> DATA PROVIDED:

PR #991, opened 2021-03-05
fix(plugin-chart-echarts): fix GraphViz crash when DnD FF enable

zhaoyongjie:
## Summary
fix graph viz crash when dnd FF enable

## use select control in Graph Viz
image

## use DnD control in Graph Viz
image

### DIFF
--- a/plugins/plugin-chart-echarts/src/Graph/controlPanel.tsx
+++ b/plugins/plugin-chart-echarts/src/Graph/controlPanel.tsx
@@ -18,8 +18,8 @@
  */
 import React from 'react';
 import { t } from '@superset-ui/core';
-import { sections, sharedControls } from '@superset-ui/chart-controls';
-import { DEFAULT_FORM_DATA, EchartsGraphFormData } from './types';
+import { ControlPanelConfig, sections, sharedControls } from '@superset-ui/chart-controls';
+import { DEFAULT_FORM_DATA } from './types';
 import {
   legendMarginControl,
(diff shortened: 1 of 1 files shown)


plugins/plugin-chart-echarts/src/Graph/controlPanel.tsx
```diff
@@ -28,22 +28,20 @@ import {
 } from '../controls';
 
 const noopControl = { name: 'noop', config: { type: '', renderTrigger: true } };
-const columnSelectControl = {
+
+const requiredEntity = {
+  ...sharedControls.entity,
+  clearable: false,
+  // do not export private name 'filterOption'
+  filterOption: sharedControls.entity,
```
ktmud, line 36: Shouldn't `filterOption` be a function? I didn't get what the comment `do not export private name 'filterOption'` means. Are you just trying to disable the type-to-search filter?

zhaoyongjie: Hi, @ktmud
typescript raise a type error `TS4082: Default export of the module has or is using private name 'FilterOption'.`, so I guess `filterOption` is a private name.

image

zhaoyongjie: thanks for this suggestion. I have changed with this suggestion. Unfortunately, The main repo also needs some repairs.

ktmud (approved):
LGTM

> ASSIGNED TASK:
Copy out each record from above, exactly.

> TASK RESULT:
PR #991, opened 2021-03-05
fix(plugin-chart-echarts): fix GraphViz crash when DnD FF enable

zhaoyongjie:
## Summary
fix graph viz crash when dnd FF enable

## use select control in Graph Viz
image

## use DnD control in Graph Viz
image

### DIFF
--- a/plugins/plugin-chart-echarts/src/Graph/controlPanel.tsx
+++ b/plugins/plugin-chart-echarts/src/Graph/controlPanel.tsx
@@ -18,8 +18,8 @@
  */
 import React from 'react';
 import { t } from '@superset-ui/core';
-import { sections, sharedControls } from '@superset-ui/chart-controls';
-import { DEFAULT_FORM_DATA, EchartsGraphFormData } from './types';
+import { ControlPanelConfig, sections, sharedControls } from '@superset-ui/chart-controls';
+import { DEFAULT_FORM_DATA } from './types';
 import {
   legendMarginControl,
(diff shortened: 1 of 1 files shown)


plugins/plugin-chart-echarts/src/Graph/controlPanel.tsx
```diff
@@ -28,22 +28,20 @@ import {
 } from '../controls';
 
 const noopControl = { name: 'noop', config: { type: '', renderTrigger: true } };
-const columnSelectControl = {
+
+const requiredEntity = {
+  ...sharedControls.entity,
+  clearable: false,
+  // do not export private name 'filterOption'
+  filterOption: sharedControls.entity,
```
ktmud, line 36: Shouldn't `filterOption` be a function? I didn't get what the comment `do not export private name 'filterOption'` means. Are you just trying to disable the type-to-search filter?

zhaoyongjie: Hi, @ktmud
typescript raise a type error `TS4082: Default export of the module has or is using private name 'FilterOption'.`, so I guess `filterOption` is a private name.

image

zhaoyongjie: thanks for this suggestion. I have changed with this suggestion. Unfortunately, The main repo also needs some repairs.

ktmud (approved):
LGTM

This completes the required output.